Given three positive numbers $a, b, c$ so that $8abc\geqq a+ b+ c+ 5$. Prove that $$\frac{1}{a+ 2b}+ \frac{1}{b+ 2c}+ \frac{1}{c+ 2a}\leqq 1$$
The best $constant$ here is also $8$, which I found by using discriminant and $uvw$. On the other hand, how do I make condition homogeneous as $\lceil$https://math.stackexchange.com/a/3140810/689452$\rfloor$ ?

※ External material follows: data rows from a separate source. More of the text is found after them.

PR #4812, opened 2024-12-04
feat: Add online/offline replica support

dandawg:

Adds offline/online replica scaling support to the FeastServices specs, as well as controller functionality for the feast operator to control replicas. A simple unit test was also added.

# Misc


dandawg:
I noticed that one of the operator unit tests was failing from `tls_test.go`, specifically for TLS on the offline store server. If I remember right, this was due to an issue with TLS on offline server, and not due to my changes. Still, I did have to resolve merge conflicts from the TLS commit to push this PR, so let me know if this is related to that.

tchughesiv (changes requested):
At first glance there’s quite a bit of rebase cleanup that needs to be done.

tchughesiv:
@dandawg all of the TLS unit tests should pass, just as they do in master. This is likely due to rebase leftovers.

infra/feast-operator/internal/controller/services/services.go
```diff
@@ -455,23 +471,69 @@ func (feast *FeastServices) createNewPVC(pvcCreate *feastdevv1alpha1.PvcCreate,
 	return pvc, controllerutil.SetControllerReference(feast.Handler.FeatureStore, pvc, feast.Handler.Scheme)
 }
 
-func (feast *FeastServices) getServiceConfigs(feastType FeastServiceType) feastdevv1alpha1.ServiceConfigs {
-	appliedServices := feast.Handler.FeatureStore.Status.Applied.Services
+// <<<<<<< HEAD
```
lokeshrangineni, line 474: looks like some conflicts

infra/feast-operator/internal/controller/services/services.go
```diff
@@ -286,11 +286,18 @@ func (feast *FeastServices) setDeployment(deploy *appsv1.Deployment, feastType F
 		return err
 	}
 	deploy.Labels = feast.getLabels(feastType)
+	// <<<<<<< HEAD
```
dmartinol, line 289: need to fix a merge issue here

infra/feast-operator/internal/controller/services/services.go
dandawg: I commented this out and forgot to remove it. I'll get it fixed.

infra/feast-operator/internal/controller/services/services.go
dandawg: Thanks for catching this. I tested with the conflict commented out, then forgot to remove it.

dandawg:
I addressed the TLS merge conflict. All operator tests passed for me locally.

infra/feast-operator/api/v1alpha1/featurestore_types.go
```diff
@@ -279,7 +284,14 @@ type DefaultConfigs struct {
...
 // OptionalConfigs k8s container settings that are optional
-type OptionalConfigs struct {
+type RegistryOptionalConfigs struct {
+	Env             *[]corev1.EnvVar             `json:"env,omitempty"`
+	ImagePullPolicy *corev1.PullPolicy           `json:"imagePullPolicy,omitempty"`
+	Resources       *corev1.ResourceRequirements `json:"resources,omitempty"`
+}
+
+type StoreOptionalConfigs struct {
+	Replicas        *int32                       `json:"replicas,omitempty"`
```
tchughesiv, line 294: since we want to set a default of 1 in the applied status, let's instead move this new field to a new `StoreDefaultConfigs` struct... that includes the existing `DefaultConfigs` inline. Then, look into leveraging the existing `ApplyDefaultsToStatus` in services package to apply said default to both stores (but only if nil in the spec).

this should be a relatively small code change. most of the other changes you've made to services functions should be reverted.

tchughesiv (changes requested):

infra/feast-operator/config/manager/kustomization.yaml
```diff
@@ -5,4 +5,4 @@ kind: Kustomization
 images:
 - name: controller
   newName: feastdev/feast-operator
-  newTag: 0.42.0
+  newTag: 0.41.0
```
tchughesiv, line 8: likely needs to be rebased on master again given the recent 0.42.0 release.

tchughesiv (changes requested):

sdk/python/feast/driver_test_data.py
```diff
@@ -2,10 +2,10 @@
 import itertools
 from datetime import timedelta, timezone
 from enum import Enum
-from zoneinfo import ZoneInfo
```
tchughesiv, line 5: let's revert any python changes like this. these appear to be unrelated to this change.

sdk/python/tests/data/data_creator.py
```diff
@@ -1,8 +1,8 @@
 from datetime import datetime, timedelta, timezone
 from typing import Dict, List, Optional
-from zoneinfo import ZoneInfo
```
tchughesiv, line 3: same

tchughesiv (changes requested):

sdk/python/tests/data/data_creator.py
dandawg: These were auto-fixed by precommit hooks. Precommit (and therefore push) fails without them. I can override it though, and we can make this a separate PR.

As a side note, we may need to figure out how these formatting issues are making it into the master branch--they should be caught by CI (and contributors should be running precommit hooks).

infra/feast-operator/internal/controller/services/services.go
```diff
@@ -485,6 +485,25 @@ func (feast *FeastServices) getServiceConfigs(feastType FeastServiceType) feastd
...
+		}
+	case OnlineFeastType:
+		if feast.isOnlinStore() {
+			return appliedServices.OnlineStore.Replicas
+		}
+	case RegistryFeastType:
+		if feast.isLocalRegistry() {
+			return &DefaultReplicas
+		}
+	}
```
tchughesiv, line 503: is this section necessary?
```suggestion
```

dandawg: I guess not, since it gets covered by the default return value at the end. Committed.

infra/feast-operator/api/v1alpha1/featurestore_types.go
```diff
@@ -297,6 +297,11 @@ type DefaultConfigs struct {
 	Image *string `json:"image,omitempty"`
 }
 
+type StoreServiceConfigs struct {
+	Replicas       *int32 `json:"replicas,omitempty"`
```
tchughesiv, line 301: this new field needs a description, something explaining to the user what it affects. https://kubernetes.io/docs/reference/generated/kubernetes-api/v1.26/#deploymentspec-v1-apps

do we want to encourage the user to use persistence if setting above 1 ?

tchughesiv (changes requested):

infra/feast-operator/api/v1alpha1/featurestore_types.go
```diff
@@ -297,7 +297,10 @@ type DefaultConfigs struct {
 	Image *string `json:"image,omitempty"`
 }
 
+// StoreServiceConfigs k8s deployment settings
 type StoreServiceConfigs struct {
+	// Replicas determines the number of pods for the feast service.
+	// When Replicas > 1, persistence should be configured to provide central storage
```
tchughesiv, line 303:
```go
// When replicas > 1, persistence is recommended.
```

tchughesiv (changes requested):

tchughesiv (approved):
lgtm

PR #4814, opened 2024-12-05
chore: Remove upper bound for `protobuf`

franco-bocci:
Removing upper bound for `protobuf` dependency.

Not created yet.


franciscojavierarceo (commented):
need to run `make lock-python-dependencies-all`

Let $\sum\limits_{cyc}\frac{1}{a+2b}>1$, $a=kx$, $b=ky$ and $c=kz$ such that $k>0$ and $$\sum_{cyc}\frac{1}{x+2y}=1.$$ Thus, $$\sum_{cyc}\frac{1}{kx+2ky}>1,$$ which gives $$0<k<1.$$ But the condition gives $$k(8k^2xyz-x-y-z)\geq5,$$ which says $$8k^2xyz-x-y-z>0$$ and we obtain: $$5\leq k(8k^2xyz-x-y-z)<8k^2xyz-x-y-z<8xyz-x-y-z,$$ which is a contradiction because we'll prove now that $$8xyz-x-y-z\leq5.$$ Indeed, we need to prove that $$8xyz\left(\sum\limits_{cyc}\frac{1}{x+2y}\right)^3-(x+y+z)\sum\limits_{cyc}\frac{1}{x+2y}\leq5.$$ Now, let $x=\min\{x,y,z\}$, $y=x+u$ and $z=x+v.$
Thus, $u\geq0$, $v\geq0$ and we need to prove that: $$21870(u^2-uv+v^2)x^7+2187(18u^3+u^2v+15uv^2+18v^3)x^6+$$ $$+162(161u^4+218u^3v+402u^2v^2+596uv^3+161v^4)x^5+$$ $$+27(278u^5+889u^4v+2345u^3v^2+4691u^2v^3+2551uv^4+278v^5)x^4+$$ $$+2(400u^6+2688u^5v+12876u^4v^2+38915u^3v^3+39660u^2v^4+9924uv^5+400v^6)x^3+$$ $$+(8u^7+236u^6v+4398u^5v^2+21367u^4v^3+38341u^3v^4+20490u^2v^5+2108uv^6+8v^6)x^2+$$ $$+4uv(-4u^6+66u^5v+639u^4v^2+1801u^3v^3+1914u^2v^4+492uv^5+8v^6)x+4u^2v^2(u+2v)^2(2u^3+19u^2v+2v^3)\geq0,$$ for which it's enough to prove that $$8u^7x^2+4uv(-4u^6)x+4u^2v^2\cdot u^2\cdot2u^3\geq0$$ or $$8u^7x^2-16u^7vx+8u^7v^2\geq0$$ or $$8u^7(x^2-2vx+v^2)\geq0$$ or $$8u^7(x-v)^2\geq0$$ and we are done!